> _What is needed_
Determine how many lines of the material hold the word "Rails", and answer with the number only.

====================

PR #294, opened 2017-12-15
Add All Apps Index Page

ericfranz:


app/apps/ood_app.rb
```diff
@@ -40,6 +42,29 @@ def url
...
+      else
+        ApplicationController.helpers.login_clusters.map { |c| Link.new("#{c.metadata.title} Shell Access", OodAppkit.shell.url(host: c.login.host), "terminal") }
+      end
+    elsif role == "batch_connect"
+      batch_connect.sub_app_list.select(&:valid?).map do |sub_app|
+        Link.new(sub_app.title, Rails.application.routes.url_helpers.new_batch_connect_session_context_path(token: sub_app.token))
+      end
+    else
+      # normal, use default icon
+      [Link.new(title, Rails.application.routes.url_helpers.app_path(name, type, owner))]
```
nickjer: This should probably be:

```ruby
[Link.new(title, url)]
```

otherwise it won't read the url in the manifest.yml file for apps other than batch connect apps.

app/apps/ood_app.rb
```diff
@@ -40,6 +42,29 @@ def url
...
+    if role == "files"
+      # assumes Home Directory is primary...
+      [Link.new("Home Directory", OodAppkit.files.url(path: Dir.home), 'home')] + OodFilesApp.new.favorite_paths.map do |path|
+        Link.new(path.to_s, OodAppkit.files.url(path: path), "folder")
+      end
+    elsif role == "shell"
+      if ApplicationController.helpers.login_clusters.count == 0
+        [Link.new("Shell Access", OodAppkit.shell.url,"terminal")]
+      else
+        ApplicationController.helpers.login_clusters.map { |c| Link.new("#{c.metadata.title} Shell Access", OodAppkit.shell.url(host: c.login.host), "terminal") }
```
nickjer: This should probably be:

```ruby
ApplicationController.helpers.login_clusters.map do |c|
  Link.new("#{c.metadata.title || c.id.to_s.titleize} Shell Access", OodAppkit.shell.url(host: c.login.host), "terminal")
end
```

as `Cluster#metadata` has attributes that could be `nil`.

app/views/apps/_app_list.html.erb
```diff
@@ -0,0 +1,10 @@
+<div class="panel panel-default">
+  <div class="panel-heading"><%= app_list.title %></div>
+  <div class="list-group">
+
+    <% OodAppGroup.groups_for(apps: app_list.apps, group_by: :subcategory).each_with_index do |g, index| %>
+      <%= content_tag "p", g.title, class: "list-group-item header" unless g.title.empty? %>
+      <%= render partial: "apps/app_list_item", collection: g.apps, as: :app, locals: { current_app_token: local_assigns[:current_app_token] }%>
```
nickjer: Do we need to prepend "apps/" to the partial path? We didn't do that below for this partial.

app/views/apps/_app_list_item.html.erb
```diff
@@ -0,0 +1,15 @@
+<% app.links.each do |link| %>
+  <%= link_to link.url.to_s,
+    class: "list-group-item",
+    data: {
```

====================

> _Response area_
2